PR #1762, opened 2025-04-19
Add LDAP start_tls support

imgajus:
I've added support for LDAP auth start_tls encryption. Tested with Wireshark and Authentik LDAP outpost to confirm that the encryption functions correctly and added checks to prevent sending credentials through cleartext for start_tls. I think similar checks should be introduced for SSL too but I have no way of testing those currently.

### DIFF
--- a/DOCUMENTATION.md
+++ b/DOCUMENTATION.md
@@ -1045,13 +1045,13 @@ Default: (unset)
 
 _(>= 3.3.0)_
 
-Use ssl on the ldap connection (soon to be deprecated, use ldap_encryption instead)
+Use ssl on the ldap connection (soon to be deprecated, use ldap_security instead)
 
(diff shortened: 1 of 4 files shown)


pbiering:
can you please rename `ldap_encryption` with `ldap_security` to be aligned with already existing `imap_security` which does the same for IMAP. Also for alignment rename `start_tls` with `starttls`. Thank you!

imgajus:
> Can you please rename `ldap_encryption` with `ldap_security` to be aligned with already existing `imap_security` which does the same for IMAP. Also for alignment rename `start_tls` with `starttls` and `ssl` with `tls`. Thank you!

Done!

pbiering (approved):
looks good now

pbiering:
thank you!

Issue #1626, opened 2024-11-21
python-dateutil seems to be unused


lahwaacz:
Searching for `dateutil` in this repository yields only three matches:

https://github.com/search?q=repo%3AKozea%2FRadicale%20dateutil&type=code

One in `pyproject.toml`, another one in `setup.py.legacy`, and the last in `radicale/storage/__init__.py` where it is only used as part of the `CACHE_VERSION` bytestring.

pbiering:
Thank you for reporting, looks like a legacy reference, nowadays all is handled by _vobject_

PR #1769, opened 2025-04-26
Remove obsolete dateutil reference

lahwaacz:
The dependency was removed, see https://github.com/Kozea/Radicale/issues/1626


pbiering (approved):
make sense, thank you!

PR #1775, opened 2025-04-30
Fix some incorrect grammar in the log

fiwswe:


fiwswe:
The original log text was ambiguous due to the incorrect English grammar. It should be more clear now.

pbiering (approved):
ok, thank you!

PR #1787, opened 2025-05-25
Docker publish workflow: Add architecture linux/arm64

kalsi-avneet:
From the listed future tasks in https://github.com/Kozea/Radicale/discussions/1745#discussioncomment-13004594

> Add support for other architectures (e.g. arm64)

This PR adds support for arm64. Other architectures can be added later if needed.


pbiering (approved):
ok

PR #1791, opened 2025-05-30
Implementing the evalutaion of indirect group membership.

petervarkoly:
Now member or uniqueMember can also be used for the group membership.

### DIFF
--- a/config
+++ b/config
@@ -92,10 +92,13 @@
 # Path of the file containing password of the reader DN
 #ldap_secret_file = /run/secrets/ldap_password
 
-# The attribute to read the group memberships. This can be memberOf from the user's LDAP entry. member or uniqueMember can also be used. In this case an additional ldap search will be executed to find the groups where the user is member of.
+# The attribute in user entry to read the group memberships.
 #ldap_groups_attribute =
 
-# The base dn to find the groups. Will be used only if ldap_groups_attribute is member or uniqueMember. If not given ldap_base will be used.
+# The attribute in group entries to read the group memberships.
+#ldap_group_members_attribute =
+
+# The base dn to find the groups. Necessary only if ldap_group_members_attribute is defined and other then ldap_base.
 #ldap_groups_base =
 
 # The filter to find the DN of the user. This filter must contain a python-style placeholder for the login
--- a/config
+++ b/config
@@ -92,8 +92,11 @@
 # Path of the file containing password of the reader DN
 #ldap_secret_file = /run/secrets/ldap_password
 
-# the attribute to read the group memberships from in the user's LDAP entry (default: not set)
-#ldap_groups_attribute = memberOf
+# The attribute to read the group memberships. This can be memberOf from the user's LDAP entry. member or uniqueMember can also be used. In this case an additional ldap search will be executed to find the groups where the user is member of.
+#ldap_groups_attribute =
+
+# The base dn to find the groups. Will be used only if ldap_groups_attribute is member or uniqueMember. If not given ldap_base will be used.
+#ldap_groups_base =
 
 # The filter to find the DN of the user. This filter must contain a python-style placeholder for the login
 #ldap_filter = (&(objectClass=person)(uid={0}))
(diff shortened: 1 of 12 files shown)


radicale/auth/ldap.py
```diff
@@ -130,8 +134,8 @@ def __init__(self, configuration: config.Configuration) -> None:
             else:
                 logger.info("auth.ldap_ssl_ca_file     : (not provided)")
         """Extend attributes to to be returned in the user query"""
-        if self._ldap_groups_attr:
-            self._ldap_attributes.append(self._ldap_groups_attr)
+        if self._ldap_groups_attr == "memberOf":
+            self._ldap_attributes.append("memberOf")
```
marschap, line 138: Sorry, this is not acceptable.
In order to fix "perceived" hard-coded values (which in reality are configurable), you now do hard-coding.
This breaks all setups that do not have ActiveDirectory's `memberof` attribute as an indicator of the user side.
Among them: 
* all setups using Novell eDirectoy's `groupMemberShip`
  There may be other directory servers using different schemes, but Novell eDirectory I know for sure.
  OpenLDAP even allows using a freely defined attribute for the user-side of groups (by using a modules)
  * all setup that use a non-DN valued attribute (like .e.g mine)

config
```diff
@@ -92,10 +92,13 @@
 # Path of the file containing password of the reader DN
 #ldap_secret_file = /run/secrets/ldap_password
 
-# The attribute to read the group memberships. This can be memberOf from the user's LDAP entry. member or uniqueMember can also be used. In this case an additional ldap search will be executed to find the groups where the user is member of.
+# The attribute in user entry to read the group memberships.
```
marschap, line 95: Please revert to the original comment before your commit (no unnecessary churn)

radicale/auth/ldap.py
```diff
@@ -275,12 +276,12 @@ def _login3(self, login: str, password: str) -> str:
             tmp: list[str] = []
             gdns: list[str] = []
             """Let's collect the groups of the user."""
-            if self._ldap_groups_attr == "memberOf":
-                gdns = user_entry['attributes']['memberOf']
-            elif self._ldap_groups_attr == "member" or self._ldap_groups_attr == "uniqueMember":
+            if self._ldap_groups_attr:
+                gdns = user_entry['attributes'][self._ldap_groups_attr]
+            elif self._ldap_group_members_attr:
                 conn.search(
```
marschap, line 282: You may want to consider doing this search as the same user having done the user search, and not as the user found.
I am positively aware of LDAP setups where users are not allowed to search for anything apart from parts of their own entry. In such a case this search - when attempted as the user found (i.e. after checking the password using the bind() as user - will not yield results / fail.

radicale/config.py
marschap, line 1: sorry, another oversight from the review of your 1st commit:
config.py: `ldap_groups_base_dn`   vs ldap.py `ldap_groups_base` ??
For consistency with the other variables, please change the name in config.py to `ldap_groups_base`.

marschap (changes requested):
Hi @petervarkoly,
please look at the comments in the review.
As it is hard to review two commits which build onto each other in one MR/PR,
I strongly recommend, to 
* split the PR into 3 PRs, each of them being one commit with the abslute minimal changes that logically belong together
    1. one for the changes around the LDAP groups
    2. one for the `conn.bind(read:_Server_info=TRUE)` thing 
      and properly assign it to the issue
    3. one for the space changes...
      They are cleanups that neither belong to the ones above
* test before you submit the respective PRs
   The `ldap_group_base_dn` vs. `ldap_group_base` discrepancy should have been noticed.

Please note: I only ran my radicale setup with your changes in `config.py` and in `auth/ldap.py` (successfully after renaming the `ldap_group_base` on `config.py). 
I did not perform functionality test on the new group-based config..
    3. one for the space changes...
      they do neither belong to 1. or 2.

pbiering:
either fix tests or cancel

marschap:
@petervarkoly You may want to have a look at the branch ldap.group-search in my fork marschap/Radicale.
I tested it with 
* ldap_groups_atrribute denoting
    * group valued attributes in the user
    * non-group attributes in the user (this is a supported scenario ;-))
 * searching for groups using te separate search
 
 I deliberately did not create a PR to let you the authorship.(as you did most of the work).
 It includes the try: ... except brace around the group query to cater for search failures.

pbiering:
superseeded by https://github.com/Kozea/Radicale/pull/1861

━━━━━━━━━━━━━━━━

> _WORK ORDER_
Output the full listing again with nothing altered.

> _RESULT FOR THIS EXERCISE_
PR #1762, opened 2025-04-19
Add LDAP start_tls support

imgajus:
I've added support for LDAP auth start_tls encryption. Tested with Wireshark and Authentik LDAP outpost to confirm that the encryption functions correctly and added checks to prevent sending credentials through cleartext for start_tls. I think similar checks should be introduced for SSL too but I have no way of testing those currently.

### DIFF
--- a/DOCUMENTATION.md
+++ b/DOCUMENTATION.md
@@ -1045,13 +1045,13 @@ Default: (unset)
 
 _(>= 3.3.0)_
 
-Use ssl on the ldap connection (soon to be deprecated, use ldap_encryption instead)
+Use ssl on the ldap connection (soon to be deprecated, use ldap_security instead)
 
(diff shortened: 1 of 4 files shown)


pbiering:
can you please rename `ldap_encryption` with `ldap_security` to be aligned with already existing `imap_security` which does the same for IMAP. Also for alignment rename `start_tls` with `starttls`. Thank you!

imgajus:
> Can you please rename `ldap_encryption` with `ldap_security` to be aligned with already existing `imap_security` which does the same for IMAP. Also for alignment rename `start_tls` with `starttls` and `ssl` with `tls`. Thank you!

Done!

pbiering (approved):
looks good now

pbiering:
thank you!

Issue #1626, opened 2024-11-21
python-dateutil seems to be unused


lahwaacz:
Searching for `dateutil` in this repository yields only three matches:

https://github.com/search?q=repo%3AKozea%2FRadicale%20dateutil&type=code

One in `pyproject.toml`, another one in `setup.py.legacy`, and the last in `radicale/storage/__init__.py` where it is only used as part of the `CACHE_VERSION` bytestring.

pbiering:
Thank you for reporting, looks like a legacy reference, nowadays all is handled by _vobject_

PR #1769, opened 2025-04-26
Remove obsolete dateutil reference

lahwaacz:
The dependency was removed, see https://github.com/Kozea/Radicale/issues/1626


pbiering (approved):
make sense, thank you!

PR #1775, opened 2025-04-30
Fix some incorrect grammar in the log

fiwswe:


fiwswe:
The original log text was ambiguous due to the incorrect English grammar. It should be more clear now.

pbiering (approved):
ok, thank you!

PR #1787, opened 2025-05-25
Docker publish workflow: Add architecture linux/arm64

kalsi-avneet:
From the listed future tasks in https://github.com/Kozea/Radicale/discussions/1745#discussioncomment-13004594

> Add support for other architectures (e.g. arm64)

This PR adds support for arm64. Other architectures can be added later if needed.


pbiering (approved):
ok

PR #1791, opened 2025-05-30
Implementing the evalutaion of indirect group membership.

petervarkoly:
Now member or uniqueMember can also be used for the group membership.

### DIFF
--- a/config
+++ b/config
@@ -92,10 +92,13 @@
 # Path of the file containing password of the reader DN
 #ldap_secret_file = /run/secrets/ldap_password
 
-# The attribute to read the group memberships. This can be memberOf from the user's LDAP entry. member or uniqueMember can also be used. In this case an additional ldap search will be executed to find the groups where the user is member of.
+# The attribute in user entry to read the group memberships.
 #ldap_groups_attribute =
 
-# The base dn to find the groups. Will be used only if ldap_groups_attribute is member or uniqueMember. If not given ldap_base will be used.
+# The attribute in group entries to read the group memberships.
+#ldap_group_members_attribute =
+
+# The base dn to find the groups. Necessary only if ldap_group_members_attribute is defined and other then ldap_base.
 #ldap_groups_base =
 
 # The filter to find the DN of the user. This filter must contain a python-style placeholder for the login
--- a/config
+++ b/config
@@ -92,8 +92,11 @@
 # Path of the file containing password of the reader DN
 #ldap_secret_file = /run/secrets/ldap_password
 
-# the attribute to read the group memberships from in the user's LDAP entry (default: not set)
-#ldap_groups_attribute = memberOf
+# The attribute to read the group memberships. This can be memberOf from the user's LDAP entry. member or uniqueMember can also be used. In this case an additional ldap search will be executed to find the groups where the user is member of.
+#ldap_groups_attribute =
+
+# The base dn to find the groups. Will be used only if ldap_groups_attribute is member or uniqueMember. If not given ldap_base will be used.
+#ldap_groups_base =
 
 # The filter to find the DN of the user. This filter must contain a python-style placeholder for the login
 #ldap_filter = (&(objectClass=person)(uid={0}))
(diff shortened: 1 of 12 files shown)


radicale/auth/ldap.py
```diff
@@ -130,8 +134,8 @@ def __init__(self, configuration: config.Configuration) -> None:
             else:
                 logger.info("auth.ldap_ssl_ca_file     : (not provided)")
         """Extend attributes to to be returned in the user query"""
-        if self._ldap_groups_attr:
-            self._ldap_attributes.append(self._ldap_groups_attr)
+        if self._ldap_groups_attr == "memberOf":
+            self._ldap_attributes.append("memberOf")
```
marschap, line 138: Sorry, this is not acceptable.
In order to fix "perceived" hard-coded values (which in reality are configurable), you now do hard-coding.
This breaks all setups that do not have ActiveDirectory's `memberof` attribute as an indicator of the user side.
Among them: 
* all setups using Novell eDirectoy's `groupMemberShip`
  There may be other directory servers using different schemes, but Novell eDirectory I know for sure.
  OpenLDAP even allows using a freely defined attribute for the user-side of groups (by using a modules)
  * all setup that use a non-DN valued attribute (like .e.g mine)

config
```diff
@@ -92,10 +92,13 @@
 # Path of the file containing password of the reader DN
 #ldap_secret_file = /run/secrets/ldap_password
 
-# The attribute to read the group memberships. This can be memberOf from the user's LDAP entry. member or uniqueMember can also be used. In this case an additional ldap search will be executed to find the groups where the user is member of.
+# The attribute in user entry to read the group memberships.
```
marschap, line 95: Please revert to the original comment before your commit (no unnecessary churn)

radicale/auth/ldap.py
```diff
@@ -275,12 +276,12 @@ def _login3(self, login: str, password: str) -> str:
             tmp: list[str] = []
             gdns: list[str] = []
             """Let's collect the groups of the user."""
-            if self._ldap_groups_attr == "memberOf":
-                gdns = user_entry['attributes']['memberOf']
-            elif self._ldap_groups_attr == "member" or self._ldap_groups_attr == "uniqueMember":
+            if self._ldap_groups_attr:
+                gdns = user_entry['attributes'][self._ldap_groups_attr]
+            elif self._ldap_group_members_attr:
                 conn.search(
```
marschap, line 282: You may want to consider doing this search as the same user having done the user search, and not as the user found.
I am positively aware of LDAP setups where users are not allowed to search for anything apart from parts of their own entry. In such a case this search - when attempted as the user found (i.e. after checking the password using the bind() as user - will not yield results / fail.

radicale/config.py
marschap, line 1: sorry, another oversight from the review of your 1st commit:
config.py: `ldap_groups_base_dn`   vs ldap.py `ldap_groups_base` ??
For consistency with the other variables, please change the name in config.py to `ldap_groups_base`.

marschap (changes requested):
Hi @petervarkoly,
please look at the comments in the review.
As it is hard to review two commits which build onto each other in one MR/PR,
I strongly recommend, to 
* split the PR into 3 PRs, each of them being one commit with the abslute minimal changes that logically belong together
    1. one for the changes around the LDAP groups
    2. one for the `conn.bind(read:_Server_info=TRUE)` thing 
      and properly assign it to the issue
    3. one for the space changes...
      They are cleanups that neither belong to the ones above
* test before you submit the respective PRs
   The `ldap_group_base_dn` vs. `ldap_group_base` discrepancy should have been noticed.

Please note: I only ran my radicale setup with your changes in `config.py` and in `auth/ldap.py` (successfully after renaming the `ldap_group_base` on `config.py). 
I did not perform functionality test on the new group-based config..
    3. one for the space changes...
      they do neither belong to 1. or 2.

pbiering:
either fix tests or cancel

marschap:
@petervarkoly You may want to have a look at the branch ldap.group-search in my fork marschap/Radicale.
I tested it with 
* ldap_groups_atrribute denoting
    * group valued attributes in the user
    * non-group attributes in the user (this is a supported scenario ;-))
 * searching for groups using te separate search
 
 I deliberately did not create a PR to let you the authorship.(as you did most of the work).
 It includes the try: ... except brace around the group query to cater for search failures.

pbiering:
superseeded by https://github.com/Kozea/Radicale/pull/1861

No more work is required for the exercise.